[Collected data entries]
↓↓↓
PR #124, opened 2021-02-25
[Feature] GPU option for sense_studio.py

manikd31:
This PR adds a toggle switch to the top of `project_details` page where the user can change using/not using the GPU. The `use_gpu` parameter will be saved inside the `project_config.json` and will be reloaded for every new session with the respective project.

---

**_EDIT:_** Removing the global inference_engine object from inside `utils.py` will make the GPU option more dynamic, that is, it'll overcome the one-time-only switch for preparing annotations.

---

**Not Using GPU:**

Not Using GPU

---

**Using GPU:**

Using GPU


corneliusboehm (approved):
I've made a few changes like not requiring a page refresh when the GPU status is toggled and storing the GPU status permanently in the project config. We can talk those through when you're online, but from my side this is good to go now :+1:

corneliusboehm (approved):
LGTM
↑↑↑
↓↓↓
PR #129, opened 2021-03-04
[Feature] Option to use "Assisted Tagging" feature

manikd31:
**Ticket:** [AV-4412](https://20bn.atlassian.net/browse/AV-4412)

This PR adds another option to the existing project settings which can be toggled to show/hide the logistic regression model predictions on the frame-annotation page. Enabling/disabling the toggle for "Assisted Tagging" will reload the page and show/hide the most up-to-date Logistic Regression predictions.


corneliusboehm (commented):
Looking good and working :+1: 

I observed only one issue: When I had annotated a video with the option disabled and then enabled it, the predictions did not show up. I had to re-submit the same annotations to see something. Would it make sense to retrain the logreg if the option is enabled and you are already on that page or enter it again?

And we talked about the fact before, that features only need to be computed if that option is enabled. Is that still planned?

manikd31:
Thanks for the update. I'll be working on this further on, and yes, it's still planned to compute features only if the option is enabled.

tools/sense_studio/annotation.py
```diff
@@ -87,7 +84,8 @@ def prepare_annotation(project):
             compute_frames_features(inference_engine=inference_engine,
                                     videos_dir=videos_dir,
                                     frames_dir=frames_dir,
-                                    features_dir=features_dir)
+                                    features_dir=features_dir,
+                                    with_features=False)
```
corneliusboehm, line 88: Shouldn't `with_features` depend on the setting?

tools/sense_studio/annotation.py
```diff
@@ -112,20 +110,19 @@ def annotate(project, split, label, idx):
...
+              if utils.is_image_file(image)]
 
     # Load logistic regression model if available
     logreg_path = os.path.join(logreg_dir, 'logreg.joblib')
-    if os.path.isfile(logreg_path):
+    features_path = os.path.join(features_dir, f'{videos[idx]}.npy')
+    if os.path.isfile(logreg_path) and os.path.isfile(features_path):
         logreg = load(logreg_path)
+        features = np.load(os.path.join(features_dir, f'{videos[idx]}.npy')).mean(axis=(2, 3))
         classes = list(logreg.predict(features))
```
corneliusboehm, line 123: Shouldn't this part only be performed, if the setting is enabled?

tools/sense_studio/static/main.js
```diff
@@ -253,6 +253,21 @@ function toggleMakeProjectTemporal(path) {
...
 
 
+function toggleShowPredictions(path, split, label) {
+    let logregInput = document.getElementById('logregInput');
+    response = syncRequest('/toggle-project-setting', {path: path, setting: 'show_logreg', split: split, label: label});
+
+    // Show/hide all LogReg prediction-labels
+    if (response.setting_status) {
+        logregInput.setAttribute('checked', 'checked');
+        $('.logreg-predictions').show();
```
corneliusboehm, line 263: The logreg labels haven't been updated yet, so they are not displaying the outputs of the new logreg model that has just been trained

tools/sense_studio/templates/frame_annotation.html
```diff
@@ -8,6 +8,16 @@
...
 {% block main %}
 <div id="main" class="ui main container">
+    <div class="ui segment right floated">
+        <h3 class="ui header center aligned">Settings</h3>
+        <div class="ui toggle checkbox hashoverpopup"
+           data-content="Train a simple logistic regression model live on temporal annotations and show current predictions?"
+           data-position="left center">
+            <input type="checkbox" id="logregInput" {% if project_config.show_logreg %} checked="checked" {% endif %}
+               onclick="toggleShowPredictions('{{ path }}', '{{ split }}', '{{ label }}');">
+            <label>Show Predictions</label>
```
↑↑↑
↓↓↓
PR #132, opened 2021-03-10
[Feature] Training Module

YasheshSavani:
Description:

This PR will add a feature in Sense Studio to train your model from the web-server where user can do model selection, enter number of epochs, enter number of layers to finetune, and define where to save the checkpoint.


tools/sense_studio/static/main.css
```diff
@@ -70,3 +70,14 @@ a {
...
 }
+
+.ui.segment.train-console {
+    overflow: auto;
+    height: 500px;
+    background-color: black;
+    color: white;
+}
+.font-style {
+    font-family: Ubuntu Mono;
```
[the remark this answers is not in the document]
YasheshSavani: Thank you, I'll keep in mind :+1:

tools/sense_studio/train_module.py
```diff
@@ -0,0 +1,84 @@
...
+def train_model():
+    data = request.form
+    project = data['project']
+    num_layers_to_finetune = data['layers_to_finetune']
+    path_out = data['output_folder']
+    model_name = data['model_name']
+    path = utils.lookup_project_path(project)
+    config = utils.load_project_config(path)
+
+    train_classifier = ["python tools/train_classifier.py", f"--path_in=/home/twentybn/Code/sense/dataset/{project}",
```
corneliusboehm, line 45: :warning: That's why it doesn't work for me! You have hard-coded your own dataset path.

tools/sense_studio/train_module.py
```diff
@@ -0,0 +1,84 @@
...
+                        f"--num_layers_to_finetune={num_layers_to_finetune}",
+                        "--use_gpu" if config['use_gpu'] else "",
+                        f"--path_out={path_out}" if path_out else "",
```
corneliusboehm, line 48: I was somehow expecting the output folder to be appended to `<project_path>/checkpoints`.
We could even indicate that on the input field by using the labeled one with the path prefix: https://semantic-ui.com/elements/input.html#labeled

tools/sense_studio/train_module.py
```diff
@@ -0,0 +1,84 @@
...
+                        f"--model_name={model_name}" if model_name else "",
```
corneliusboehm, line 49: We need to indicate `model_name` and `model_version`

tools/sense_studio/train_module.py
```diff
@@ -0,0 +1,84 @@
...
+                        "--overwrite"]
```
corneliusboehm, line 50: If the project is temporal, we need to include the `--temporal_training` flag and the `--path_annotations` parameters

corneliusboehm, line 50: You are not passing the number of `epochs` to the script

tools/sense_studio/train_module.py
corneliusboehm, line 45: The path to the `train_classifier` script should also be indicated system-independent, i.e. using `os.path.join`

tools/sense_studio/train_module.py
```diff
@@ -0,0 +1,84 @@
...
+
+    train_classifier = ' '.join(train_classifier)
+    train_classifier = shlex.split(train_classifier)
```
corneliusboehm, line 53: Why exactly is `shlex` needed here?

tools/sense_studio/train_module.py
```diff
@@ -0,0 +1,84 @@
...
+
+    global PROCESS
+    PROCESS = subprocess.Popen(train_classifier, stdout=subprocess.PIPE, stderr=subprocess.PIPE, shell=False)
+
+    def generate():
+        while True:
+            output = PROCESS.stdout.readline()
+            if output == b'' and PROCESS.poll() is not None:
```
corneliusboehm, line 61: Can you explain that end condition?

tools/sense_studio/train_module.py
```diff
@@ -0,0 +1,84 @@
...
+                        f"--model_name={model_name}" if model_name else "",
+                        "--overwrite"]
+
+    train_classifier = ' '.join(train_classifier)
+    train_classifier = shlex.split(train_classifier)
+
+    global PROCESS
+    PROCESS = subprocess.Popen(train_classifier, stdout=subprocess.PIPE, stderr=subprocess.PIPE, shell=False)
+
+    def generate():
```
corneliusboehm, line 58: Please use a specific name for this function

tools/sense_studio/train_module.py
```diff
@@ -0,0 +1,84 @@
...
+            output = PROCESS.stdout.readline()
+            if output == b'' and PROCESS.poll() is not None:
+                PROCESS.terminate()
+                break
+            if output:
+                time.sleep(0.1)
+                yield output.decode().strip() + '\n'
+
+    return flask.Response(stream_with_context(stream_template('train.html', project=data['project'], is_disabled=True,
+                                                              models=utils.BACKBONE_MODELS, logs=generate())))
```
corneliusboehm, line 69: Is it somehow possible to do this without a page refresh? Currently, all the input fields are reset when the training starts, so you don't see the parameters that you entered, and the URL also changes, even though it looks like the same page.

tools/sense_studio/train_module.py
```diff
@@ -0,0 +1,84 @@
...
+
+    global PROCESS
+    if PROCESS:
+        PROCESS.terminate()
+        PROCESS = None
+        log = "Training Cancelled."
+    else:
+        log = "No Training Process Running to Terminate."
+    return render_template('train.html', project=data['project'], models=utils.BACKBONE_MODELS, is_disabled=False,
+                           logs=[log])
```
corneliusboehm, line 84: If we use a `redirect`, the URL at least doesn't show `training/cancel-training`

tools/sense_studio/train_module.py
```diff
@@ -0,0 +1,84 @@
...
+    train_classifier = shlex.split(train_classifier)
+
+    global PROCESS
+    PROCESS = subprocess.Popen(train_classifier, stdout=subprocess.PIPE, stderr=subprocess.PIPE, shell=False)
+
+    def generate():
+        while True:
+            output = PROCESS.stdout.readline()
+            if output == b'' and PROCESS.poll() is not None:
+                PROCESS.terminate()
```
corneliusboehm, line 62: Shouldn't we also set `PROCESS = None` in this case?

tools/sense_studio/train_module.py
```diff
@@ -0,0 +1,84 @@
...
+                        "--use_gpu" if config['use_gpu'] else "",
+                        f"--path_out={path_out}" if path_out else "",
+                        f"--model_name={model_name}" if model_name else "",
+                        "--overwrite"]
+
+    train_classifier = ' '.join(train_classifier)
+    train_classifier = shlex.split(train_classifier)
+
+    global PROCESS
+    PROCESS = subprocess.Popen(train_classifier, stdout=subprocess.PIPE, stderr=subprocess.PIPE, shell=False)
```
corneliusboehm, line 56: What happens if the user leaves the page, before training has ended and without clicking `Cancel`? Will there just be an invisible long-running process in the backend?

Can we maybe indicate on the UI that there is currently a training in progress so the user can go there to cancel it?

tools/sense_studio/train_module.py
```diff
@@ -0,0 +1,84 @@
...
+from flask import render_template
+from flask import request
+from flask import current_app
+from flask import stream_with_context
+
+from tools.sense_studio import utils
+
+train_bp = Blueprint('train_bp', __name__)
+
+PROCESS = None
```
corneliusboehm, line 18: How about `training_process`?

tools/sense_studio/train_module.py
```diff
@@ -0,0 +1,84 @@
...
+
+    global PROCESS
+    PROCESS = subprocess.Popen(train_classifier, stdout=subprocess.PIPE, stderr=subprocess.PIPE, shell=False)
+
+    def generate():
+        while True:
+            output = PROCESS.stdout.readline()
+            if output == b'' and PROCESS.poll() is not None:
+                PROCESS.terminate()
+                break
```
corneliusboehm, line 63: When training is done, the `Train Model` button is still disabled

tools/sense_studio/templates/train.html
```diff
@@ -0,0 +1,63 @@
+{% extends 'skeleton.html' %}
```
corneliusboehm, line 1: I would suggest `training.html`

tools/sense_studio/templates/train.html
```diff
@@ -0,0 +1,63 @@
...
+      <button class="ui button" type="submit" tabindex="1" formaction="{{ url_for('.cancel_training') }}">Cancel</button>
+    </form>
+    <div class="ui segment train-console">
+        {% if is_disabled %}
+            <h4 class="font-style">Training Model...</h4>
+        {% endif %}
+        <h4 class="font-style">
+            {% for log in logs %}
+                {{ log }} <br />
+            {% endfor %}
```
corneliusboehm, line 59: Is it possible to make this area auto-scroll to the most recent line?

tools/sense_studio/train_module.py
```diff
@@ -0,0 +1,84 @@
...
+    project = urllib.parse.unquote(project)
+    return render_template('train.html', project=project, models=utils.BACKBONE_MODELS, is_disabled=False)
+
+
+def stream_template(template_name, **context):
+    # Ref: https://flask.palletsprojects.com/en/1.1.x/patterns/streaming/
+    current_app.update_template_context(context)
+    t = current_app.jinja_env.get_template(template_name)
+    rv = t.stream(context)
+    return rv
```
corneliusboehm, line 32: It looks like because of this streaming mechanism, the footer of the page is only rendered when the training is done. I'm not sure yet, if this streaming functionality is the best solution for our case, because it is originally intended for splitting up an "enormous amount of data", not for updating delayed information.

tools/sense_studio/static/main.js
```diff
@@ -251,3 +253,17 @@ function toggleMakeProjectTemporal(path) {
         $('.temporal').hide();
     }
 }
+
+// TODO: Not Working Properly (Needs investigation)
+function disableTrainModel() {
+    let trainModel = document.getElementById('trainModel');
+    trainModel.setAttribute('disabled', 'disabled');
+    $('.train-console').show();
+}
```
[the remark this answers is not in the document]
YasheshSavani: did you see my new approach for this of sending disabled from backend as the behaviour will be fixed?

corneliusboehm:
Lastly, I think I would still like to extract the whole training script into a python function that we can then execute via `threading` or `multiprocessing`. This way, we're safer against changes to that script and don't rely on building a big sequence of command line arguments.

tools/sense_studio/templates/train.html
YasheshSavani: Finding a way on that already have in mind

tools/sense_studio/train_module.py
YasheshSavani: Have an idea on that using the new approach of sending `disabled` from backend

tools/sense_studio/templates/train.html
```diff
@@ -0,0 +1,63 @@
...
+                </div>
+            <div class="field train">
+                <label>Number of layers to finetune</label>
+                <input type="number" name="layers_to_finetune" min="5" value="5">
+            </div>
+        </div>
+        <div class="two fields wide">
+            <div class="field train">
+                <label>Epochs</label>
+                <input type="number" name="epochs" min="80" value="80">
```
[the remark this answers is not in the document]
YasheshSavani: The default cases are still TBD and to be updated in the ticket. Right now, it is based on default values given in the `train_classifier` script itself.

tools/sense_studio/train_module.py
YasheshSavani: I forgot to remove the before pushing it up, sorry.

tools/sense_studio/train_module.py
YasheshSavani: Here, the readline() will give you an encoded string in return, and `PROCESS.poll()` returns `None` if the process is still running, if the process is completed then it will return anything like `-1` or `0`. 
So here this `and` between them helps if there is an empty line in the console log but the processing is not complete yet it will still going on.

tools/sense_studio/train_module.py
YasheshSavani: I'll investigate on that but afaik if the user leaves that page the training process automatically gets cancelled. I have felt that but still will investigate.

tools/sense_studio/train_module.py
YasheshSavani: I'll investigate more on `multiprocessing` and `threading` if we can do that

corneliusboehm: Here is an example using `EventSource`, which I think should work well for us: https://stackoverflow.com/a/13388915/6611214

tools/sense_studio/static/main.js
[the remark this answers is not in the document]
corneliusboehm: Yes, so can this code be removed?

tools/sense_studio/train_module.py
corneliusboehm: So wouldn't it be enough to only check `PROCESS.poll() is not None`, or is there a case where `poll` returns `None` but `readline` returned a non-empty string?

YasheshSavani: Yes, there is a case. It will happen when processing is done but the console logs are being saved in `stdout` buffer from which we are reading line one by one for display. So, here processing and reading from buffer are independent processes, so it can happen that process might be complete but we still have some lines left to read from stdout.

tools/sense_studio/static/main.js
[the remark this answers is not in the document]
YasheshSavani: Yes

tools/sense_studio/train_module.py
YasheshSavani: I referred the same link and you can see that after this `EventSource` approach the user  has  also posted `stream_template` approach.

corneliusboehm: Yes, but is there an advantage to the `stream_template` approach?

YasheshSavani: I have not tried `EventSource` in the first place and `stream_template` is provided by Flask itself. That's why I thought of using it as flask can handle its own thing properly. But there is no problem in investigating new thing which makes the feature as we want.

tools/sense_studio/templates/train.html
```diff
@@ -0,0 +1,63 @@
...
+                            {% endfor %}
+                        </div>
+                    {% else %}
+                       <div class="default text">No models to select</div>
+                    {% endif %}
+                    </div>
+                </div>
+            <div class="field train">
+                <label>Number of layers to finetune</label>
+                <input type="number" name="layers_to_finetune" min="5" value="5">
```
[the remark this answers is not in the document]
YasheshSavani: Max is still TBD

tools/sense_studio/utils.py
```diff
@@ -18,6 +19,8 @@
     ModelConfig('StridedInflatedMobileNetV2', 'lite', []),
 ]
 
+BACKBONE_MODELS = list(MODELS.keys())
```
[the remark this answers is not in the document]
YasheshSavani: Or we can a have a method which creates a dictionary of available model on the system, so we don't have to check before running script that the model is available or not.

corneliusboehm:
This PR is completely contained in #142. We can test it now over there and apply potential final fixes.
↑↑↑
Above are the records. Copy the lines beginning at the one that has "PR #124, opened 2021-02-25" and ending with the one that has "I've made a", unchanged.

WRITTEN RESPONSE
PR #124, opened 2021-02-25
[Feature] GPU option for sense_studio.py

manikd31:
This PR adds a toggle switch to the top of `project_details` page where the user can change using/not using the GPU. The `use_gpu` parameter will be saved inside the `project_config.json` and will be reloaded for every new session with the respective project.

---

**_EDIT:_** Removing the global inference_engine object from inside `utils.py` will make the GPU option more dynamic, that is, it'll overcome the one-time-only switch for preparing annotations.

---

**Not Using GPU:**

Not Using GPU

---

**Using GPU:**

Using GPU


corneliusboehm (approved):
I've made a few changes like not requiring a page refresh when the GPU status is toggled and storing the GPU status permanently in the project config. We can talk those through when you're online, but from my side this is good to go now :+1:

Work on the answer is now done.